I had a chance to attend yesterday's field hearing in Wilmington, Delaware, where the Consumer Financial Protection Bureau announced its proposed rule-making for general purpose reloadable prepaid cards.
From my perspective, there is a lot to like about the proposed rules.
Credit and Overdraft
I think the CFPB took a nuanced and entirely defensible approach to the issue of credit on prepaid cards. The CFPB's solution - which I suggested might be their conclusion in a Bank Talk entry last month - was to allow credit, but only in a form that complies with the Truth-in-Lending Act and the CARD Act. By saying "yes" to credit but by simultaneously requiring best-in-class consumer protections, the CFPB can deflect critiques that it is trying to deny needed credit services for under-banked Americans, while also satisfying consumer advocates.
As has been the case whenever they have interpreted rules on credit products, the CFPB is setting up a standard that requires lenders to vet borrowers for their ability-to-repay a loan. Part of that is preventing a lender from making an automatic collection on the next direct deposit in to the account.
The rules require a payment term of no less than 21 days (as is the case with the CARD Act). Similarly, it says that consumers must be given an advance warning 45 days prior to an interest rate increase.
I am still looking for more detail on some possible card structures that could evade this principle. For example, what happens if a card makes an automatic transfer from a credit account over to a spend account?
Either way, the CFPB was clear that credit should be contained in a separate account.
In implementing an agreement with a consumer, such a system would mean that the issuer has to send TILA disclosures. Ultimately, this will not be "credit of convenience," but instead a form of intentionally sought and intentionally underwritten lending.

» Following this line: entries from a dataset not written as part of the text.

Issue #488, opened 2021-02-02
[DOCS] Add additional case in Troubleshooting Missing Alerts  


MikePaquette:
## Description 

Add new material in https://www.elastic.co/guide/en/security/current/alerts-ui-monitor.html#troubleshoot-signals 

There would now be two cases to document  
1) when a rule fails to run close to its scheduled time  and you see gaps (existing) and 
2) Even if your rule runs at its scheduled time, there might still be missing alerts if your ingestion pipeline delay is greater than your rule interval + additional look-back time.

Please see slides 40-47 for a [slide-presentation](https://docs.google.com/presentation/d/1V71QdHdYzCEbKkFeAsz9P9bohA4absQ0ulnJgHdPsvU/edit?ts=600f618a#slide=id.gb94973f270_0_142) of what we want to add here for the documentation.

## Acceptance Test Criteria

A user who suspects they are missing alerts will find this section, read it, and be able to take steps to avoid missing further alerts.

## Notes

- Add the **"Team:Docs"** label to new issues. 
- Be sure to add the version number label. 
- Be sure to add any necessary screenshots for clarity. 
- Include any conditions or caveats that may affect customers.

jmikell821:
Merged #507.

PR #507, opened 2021-02-09
[DOCS] Troubleshoot missing alerts (7.11)

jmikell821:
Addresses #488.


docs/detections/rules-ui-monitor.asciidoc
```diff
@@ -30,3 +30,10 @@ If you see gaps for numerous rules:
 and then reactivating them in small batches at staggered intervals. This
 ensures {kib} does not attempt to run all the rules at the same time.
 * Consider adding another {kib} instance to your environment.
+
+Even if your rule runs at its scheduled time, there might still be missing alerts if your ingestion pipeline delay is greater than your rule interval + additional look-back time. As such, it is recommended that you use caution when creating custom rules with interval + additional look-back time values smaller than 6 minutes.
+
+You can also eliminate ingestion pipeline delay by specifying the `Timestamp override` field value to `event.digested` in <<rule-ui-advanced-params, advanced settings>> during rule creation. The detection engine uses the value from the `event.digested` field as the timestamp of when to execute the rule. For example, if an event occurred at 10:01 and was ingested in {es} at 10:10, the rule you created to detect that event would execute at 10:10 and generate an alert.
```
MikePaquette, line 36: Clarifications:
> You can also eliminate ingestion pipeline delay by specifying the `Timestamp override` field value to `event.digested` in <<rule-ui-advanced-params, advanced settings>> during rule creation. 

You can **eliminate the risk of missed alerts due to** ingestion pipeline delay by specifying the `Timestamp override` field value to **`event.ingested`** in <<rule-ui-advanced-params, advanced settings>> during rule creation **or editing.** 

> The detection engine uses the value from the `event.digested` field as the timestamp of when to execute the rule. For example, if an event occurred at 10:01 and was ingested in {es} at 10:10, the rule you created to detect that event would execute at 10:10 and generate an alert. 

The detection engine uses the value from the **`event.ingested`** field as the timestamp **when executing** the rule. For example, if an event occurred at 10:01, **and due to a 9-minute ingestion pipeline delay, was ingested into {es} at 10:10, a rule created to detect that event, with interval + additional look-back time of say 6 minutes, even if executing at 10:12, 11 minutes after the event occurred, would still detect the event, since the `event.ingested` timestamp was only two minutes earlier, well within the 6 minute rule query.**

MikePaquette (changes requested):
Thanks @jmikell821 I've requested a few clarifications below.

jmikell821:
Hi @MikePaquette one final glance please before I merge this. [Preview link](https://security-docs_507.docs-preview.app.elstc.co/guide/en/security/master/alerts-ui-monitor.html). Thanks!

docs/detections/rules-ui-monitor.asciidoc
```diff
@@ -31,9 +31,13 @@ and then reactivating them in small batches at staggered intervals. This
...
 
-You can also eliminate ingestion pipeline delay by specifying the `Timestamp override` field value to `event.digested` in <<rule-ui-advanced-params, advanced settings>> during rule creation. The detection engine uses the value from the `event.digested` field as the timestamp of when to execute the rule. For example, if an event occurred at 10:01 and was ingested in {es} at 10:10, the rule you created to detect that event would execute at 10:10 and generate an alert. 
+In addition, use caution when creating custom rule schedules to ensure that the specified interval + additional look-back time is greater than your deployment's ingestion pipeline delay.
+
+You can eliminate the risk of missed alerts due to ingestion pipeline delay by specifying the `Timestamp override` field value to `event.digested` in <<rule-ui-advanced-params, advanced settings>> during rule creation or editing. The detection engine uses the value from the `event.digested` field as the timestamp when executing the rule.
```
MikePaquette, line 38: `event.digested` should be `event.ingested` 2x

Otherwise LGTM, thanks!

MikePaquette (changes requested):
Thanks @jmikell821 
I added one comment with two corrections please.

docs/detections/rules-ui-monitor.asciidoc
jmikell821: Ah, good catch - thank you!

MikePaquette: although `event.digested` seems like a cool name for future field :-)

MikePaquette (approved):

Steve Streit, one of three industry panelists who spoke at the hearing, told the audience that he felt that these rules would help his business. To paraphrase his comment:
"A positive view of prepaid cards helps our business, and the CFPB rule does that. The time is coming when people will no longer see a difference between a prepaid card account and a demand deposit account. They will only see that they are both bank accounts, with FDIC insurance."
Green Dot released a statement in support of the rule.
But while a firewalled credit account will probably accommodate the concerns of advocates, the decision to allow overdraft could become a major point of dissension. I think it is easy to assume that an opt-in system means that overdraft is "fixed," but the truth is that it remains a problematic form of credit. Many may not realize that a person can still be charged for an overdraft even if he or she has never opted-in. That is because some transactions are not housed within the universe of opt-in. Many banks can still place an overdraft fee when a consumer makes an overage at the point-of-sale. True, banks will not honor a check unless the account holder approves, but there is no such system in place to protect people at the register. Plenty of individuals would choose to use a different payment instrument, or instead to put back a few of the items in their cart.
Their disclosure seems to address some of the challenges to this question. A standardized method for disseminating the costs of a prepaid card is difficult. Consumers differ in how they use the card, the cards themselves differ in their functionalities, often prices are conditioned on usage, space on a j-hook is very finite, and some program managers have different account types.
The CFPB addressed these in several ways. First, there is space for un-specified incidence fees. This is where a unique fee might be mentioned. It is where a discount based upon spending and loading behavior might be communicated. In turn, the form also makes reference to the presence of other un-named fees.
The space issue was answered by creating short forms and long forms. Consumers are advised of the presence of a long form. That form will be included inside the packaging. It is also possible to find the long form by going online.
For program managers that design cards to give consumers a choice about fee style, the CFPB created a form with categorical columns. Mainly, this addresses the a-la-carte approach to pricing with pay-as-you-go cards. Again, it is a workable solution.
I think there are still a few gaps. For one, if these cards are going to have overdraft, then it is possible that an incidence fee will not be descriptive enough. Credit is likely to come with both fees and interest. As well, I'll be interested to see how they help consumers to navigate from a short form to a long form before they open the package. The disclosure does not have a QR code, so that means that to do research in a store would require a consumer to type in a web address into their smart phone. One more thing - I think they need to give consumers a tip if they can use remote deposit for a paper check or if their card comes with an opportunity to reload with cash at a register.
All in all, this is a great proposal. I hope these ideas find support. The CPFB opened a 90-day comment period.